Making Smart Saving Decisions
Posted by Samantha VanSchoick
Believe it or not, interest can be a great thing.
How?
Many of us know that simple interest is earned by funds deposited in a savings account, so you can make your money grow. However, not as many people know how compound interest works. Compound interest is a tool that allows you to collect interest on interest you have already received.
For example, if Tony put $100 dollars in a savings account with a 5% interest rate, he would have $105 dollars at the end of one year. The next year, Tony would earn 5% on $105, making his money grow faster. In the first year, Tony only made $5, but in the second, he made $5.25. The longer Tony leaves his money in the account, the more his money will make grow.
Tips:
- Start early!
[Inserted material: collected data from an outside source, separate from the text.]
PR #2378, opened 2023-05-23
v7.1.5

platschi:
## Description
PR to deploy `v7.1.5` which includes 8 new markets.

### DIFF
--- a/sections/futures/Trade/SmartMarginOnboardModal.tsx
+++ b/sections/futures/Trade/SmartMarginOnboardModal.tsx
@@ -1,0 +1,111 @@
+import dynamic from 'next/dynamic';
+import React, { memo } from 'react';
+import { useTranslation } from 'react-i18next';
+import styled from 'styled-components';
+
+import BaseModal from 'components/BaseModal';
+import Error from 'components/ErrorView';
+import { FlexDivRowCentered } from 'components/layout/flex';
+import Spacer from 'components/Spacer';
+import { selectSusdBalance } from 'state/balances/selectors';
+import { selectIsolatedTransferError } from 'state/futures/selectors';
+import { useAppSelector } from 'state/hooks';
+import { formatDollars } from 'utils/formatters/number';
+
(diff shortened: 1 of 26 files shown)


sections/futures/Trade/SmartMarginOnboardModal.tsx
```diff
@@ -0,0 +1,111 @@
...
+};
+
+const SocketBridge = dynamic(() => import('../../../components/SocketBridge'), {
+	ssr: false,
+});
+
+const SmartMarginOnboardModal: React.FC<Props> = memo(({ onDismiss }) => {
+	const { t } = useTranslation();
+
+	const txError = useAppSelector(selectIsolatedTransferError);
```
avclarke, line 26: @LeifuChen this is a SmartMargin component but referencing isolatedTransfer error, is that expected?

utils/formatters/number.ts
```diff
@@ -106,11 +115,12 @@ export const formatNumber = (value: WeiSource, options?: FormatNumberOptions) =>
 	}
 
 	// specified truncation params overrides universal truncate
-	if (shouldTruncate && !truncation) {
-		if (weiValue.gt(1e6)) {
-			truncation = { divisor: 1e6, unit: 'M', decimals: 2 };
-		} else if (weiValue.gt(1e3)) {
-			truncation = { divisor: 1e3, unit: 'K', decimals: 0 };
+	if (truncateThreshold && !truncation) {
+		for (const threshold of thresholds) {
```
avclarke, line 119: I think we can use a cleaner way of doing this but can take a look in a follow up PR

sections/futures/Trade/SmartMarginOnboardModal.tsx
LeifuChen: No. It's an irrelevant selector as we don't have any deposit and withdraw logic in this component.

avclarke (approved):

The sooner your money is invested, the sooner your money will grow.
- Deposit often! By regularly depositing money into your interest receiving accounts, you can enhance the effect of the compounding interest.
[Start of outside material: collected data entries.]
PR #2380, opened 2023-05-23
Clean the code

LeifuChen:
## Description
This is the PR to resolve the following issues.
- Clean the unnecessary tx error in the `SmartMarginOnboard` component
- Add the TODO comment to the temporary solution of the prices and fix the non-serializable value issue
- Apply a cleaner solution to the truncation fix by removing the `break` statement

### DIFF
--- a/sdk/services/prices.ts
+++ b/sdk/services/prices.ts
@@ -188,11 +188,13 @@ export default class PricesService {
 		const prices = (response ? Object.values(response).flat() : []) as SynthPrice[];
 
 		//TODO: remove this once the rates are fixed
-		return prices.map((price) =>
+		const newPrices = prices.map((price) =>
 			price.synth === MarketAssetByKey[FuturesMarketKey.sPEPEPERP]
-				? { ...price, rate: wei(price.rate.toString()).div(1e10) }
+				? { ...price, rate: wei(price.rate.toString()).div(1e10).toString() }
 				: price
 		);
+
+		return newPrices;
 	}
 
 	public async getPythPriceUpdateData(marketKey: FuturesMarketKey) {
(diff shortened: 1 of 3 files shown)


sdk/services/prices.ts
```diff
@@ -187,11 +187,12 @@ export default class PricesService {
 		);
 		const prices = (response ? Object.values(response).flat() : []) as SynthPrice[];
 
+		//TODO: remove this once the rates are fixed
 		return prices.map((price) =>
 			price.synth === MarketAssetByKey[FuturesMarketKey.sPEPEPERP]
-				? { ...price, rate: wei(price.rate.toString()).div(1e10) }
+				? { ...price, rate: wei(price.rate.toString()).div(1e10).toString() }
```
avclarke, line 193: Good catch looks like this is an important one to get in a hotfix

LeifuChen: Yes. Agree. The error is also very annoying in the dev.

utils/formatters/number.ts
```diff
@@ -115,14 +115,12 @@ export const formatNumber = (value: WeiSource, options?: FormatNumberOptions) =>
...
-			if (weiValue.gt(threshold.value) && weiValue.gte(truncateThreshold)) {
-				truncation = threshold;
-				break;
-			}
-		}
-	}
+	truncation =
+		truncateThreshold && !truncation
+			? thresholds.find(
+					(threshold) => weiValue.gt(threshold.value) && weiValue.gte(truncateThreshold)
```
avclarke, line 121: Should this be `gte` in both places?

sdk/services/prices.ts
avclarke: I will also just try and fix on the subgraph now

utils/formatters/number.ts
LeifuChen: Yes. Correct. This should be `gte`. Otherwise, it will miss the threshold value. Will update this.

avclarke (approved):

platschi (approved):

- Don't touch! I know, that new fishing rod or those shiny pumps look tempting, but allowing your money to stay where it is and keep growing can make all the difference when considering life decisions, such as when you can retire.
Paying the minimum balance on credit cards is a damaging way that compound interest could work against you. Every month, your charges are added to your total balance. By only making the minimum payments, you could soon be paying interest on your interest and that movie you saw three months ago just cost you many times the price of admission!